Work to complete:
Gather all lines from the material that contain the word "leogrim".
=== Begin Enclosure ===
PR #15870, opened 2015-06-20
[DO NOT MERGE] Org avatars

ryanpbrewster:
@leogrim @andrewconner @Colin-Lane @yingjieMiao 

This compiles and passes tests, but if I'm honest I don't really understand the code I've written.
Also I completely ignored analytics.

### DIFF
--- a/kifi-backend/modules/shoebox/app/com/keepit/commanders/OrganizationAvatarCommander.scala
+++ b/kifi-backend/modules/shoebox/app/com/keepit/commanders/OrganizationAvatarCommander.scala
@@ -1,0 +1,245 @@
+package com.keepit.commanders
+
+import java.sql.SQLException
+
+import com.google.inject.{ ImplementedBy, Inject, Singleton }
+import com.keepit.common.db.slick.DBSession.RWSession
+import com.keepit.common.db.slick.Database
+import com.keepit.common.db.{ Id, State }
+import com.keepit.common.images.Photoshop
+import com.keepit.common.logging.Logging
+import com.keepit.common.net.WebService
+import com.keepit.common.store.{ ImageSize, RoverImageStore, S3ImageConfig }
+import com.keepit.heimdal.HeimdalContext
+import com.keepit.model.ProcessImageOperation.Original
+import com.keepit.model._
+import play.api.libs.Files.TemporaryFile
+
+import scala.concurrent.{ ExecutionContext, Future }
+
+object OrganizationAvatarSizes {
+  val scaleSizes = ScaledImageSize.allSizes
+  val cropSizes = Seq.empty
+}
+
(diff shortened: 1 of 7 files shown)


kifi-backend/modules/shoebox/app/com/keepit/commanders/OrganizationAvatarCommander.scala
```diff
@@ -0,0 +1,245 @@
...
+  def getUrl(orgAvatar: OrganizationAvatar): String
+  def getBestImageForOrganization(orgId: Id[Organization], idealSize: ImageSize): Option[OrganizationAvatar]
+  def getBestImageForOrganizations(orgIds: Set[Id[Organization]], idealSize: ImageSize): Map[Id[Organization], OrganizationAvatar]
+  def uploadOrganizationAvatarFromFile(image: TemporaryFile, orgId: Id[Organization], position: ImagePosition, source: ImageSource, userId: Id[User], requestId: Option[Id[OrganizationAvatarRequest]] = None)(implicit content: HeimdalContext): Future[ImageProcessDone]
+  def positionOrganizationAvatar(orgId: Id[Organization], position: ImagePosition): Seq[OrganizationAvatar]
+  def removeImageForOrganization(orgId: Id[Organization], userId: Id[User])(implicit context: HeimdalContext): Boolean // Returns true if images were removed, false otherwise
+}
+
+@Singleton
+class OrganizationAvatarCommanderImpl @Inject() (
```
yingjieMiao: add comment: Copied wholesale from LibraryImageCommander. 

Wondering if we can reuse code (or DRY the code), by factoring out some abstract class or trait. (Maybe not this PR?)

Keep this much copied code synced at two place can become a nightmare. 

It's really hard to tell what's new, what's modified, etc.

Looking at the difference, seems that there are repos of `org` or `library`. I guess they are just used to figure out some image meta data (id, path, size, etc). At least retrieving from `imageStore` could be factored out?

Not really familiar with the codes, throwing some ideas.

yingjieMiao: As a reference: `FixedSetPersonaRecoPool` , `URIFixedSetPersonaRecoPool`, `LibraryFixedSetPersonaRecoPool`

Not necessarily a clean or good example. Something for inspiration.

ryanpbrewster: I definitely think that there is _something_ here that can be factored out. I chatted with @leogrim about it and I have some ideas.

leogrim: Yep, I would probably close this PR and start from scratch looking at the code in `Rover` instead.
=== End Enclosure ===
Task response:
@leogrim @andrewconner @Colin-Lane @yingjieMiao 
ryanpbrewster: I definitely think that there is _something_ here that can be factored out. I chatted with @leogrim about it and I have some ideas.
leogrim: Yep, I would probably close this PR and start from scratch looking at the code in `Rover` instead.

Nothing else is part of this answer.